** Exercise data **
----------

Issue #295, opened 2018-12-31
Change purpose of `epoch_to_block_hash` map in ChainManager 


aesedepece:
As discussed in #292:

> currently we store the block candidates in the storage, and it shouldn't be that way. The `epoch_to_block_hash` should store only consolidated blocks, and a new structure would keep the block candidates (and discard candidates from old epochs?).

Bottom line:
- `epoch_to_block_hash` is supposed to map checkpoint numbers to the digest of the best block in the subsequent epoch
- `epoch_to_block_hash` is thus bound to be useful as a linear representation of the block chain
- `epoch_to_block_hash` is a persisted collection (see #293 and #294)
- Thus, block candidates shouldn't be present in `epoch_to_block_hash`
- If block candidates happen to need such mapping (because of slow validations), we can have a separate mapping.
- We can rename `epoch_to_block_hash` to just `block_chain`. Elegant, right?

aesedepece:
@mariocao Up to what point does #309 solve or invalidate this issue?

tmpolaczyk:
Fixed in #373

PR #309, opened 2019-01-04
feat(chain_manager): persist blocks index into storage

### LINKED ISSUE #293: Persist `epoch_to_block_hash` blocks index on write
We should persist the `epoch => block_digest` into local storage upon write so that we can load it again when we start the app (see #294).

mariocao:
Closes #293 

Remarks:

1. I already took the opportunity to rename `epoch_to_block_hash` to `block_chain` (mentioned in #295)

----------

** Task brief **
A verbatim output of all the data above is needed.

** Answer space **
Issue #295, opened 2018-12-31
Change purpose of `epoch_to_block_hash` map in ChainManager 


aesedepece:
As discussed in #292:

> currently we store the block candidates in the storage, and it shouldn't be that way. The `epoch_to_block_hash` should store only consolidated blocks, and a new structure would keep the block candidates (and discard candidates from old epochs?).

Bottom line:
- `epoch_to_block_hash` is supposed to map checkpoint numbers to the digest of the best block in the subsequent epoch
- `epoch_to_block_hash` is thus bound to be useful as a linear representation of the block chain
- `epoch_to_block_hash` is a persisted collection (see #293 and #294)
- Thus, block candidates shouldn't be present in `epoch_to_block_hash`
- If block candidates happen to need such mapping (because of slow validations), we can have a separate mapping.
- We can rename `epoch_to_block_hash` to just `block_chain`. Elegant, right?

aesedepece:
@mariocao Up to what point does #309 solve or invalidate this issue?

tmpolaczyk:
Fixed in #373

PR #309, opened 2019-01-04
feat(chain_manager): persist blocks index into storage

### LINKED ISSUE #293: Persist `epoch_to_block_hash` blocks index on write
We should persist the `epoch => block_digest` into local storage upon write so that we can load it again when we start the app (see #294).

mariocao:
Closes #293 

Remarks:

1. I already took the opportunity to rename `epoch_to_block_hash` to `block_chain` (mentioned in #295)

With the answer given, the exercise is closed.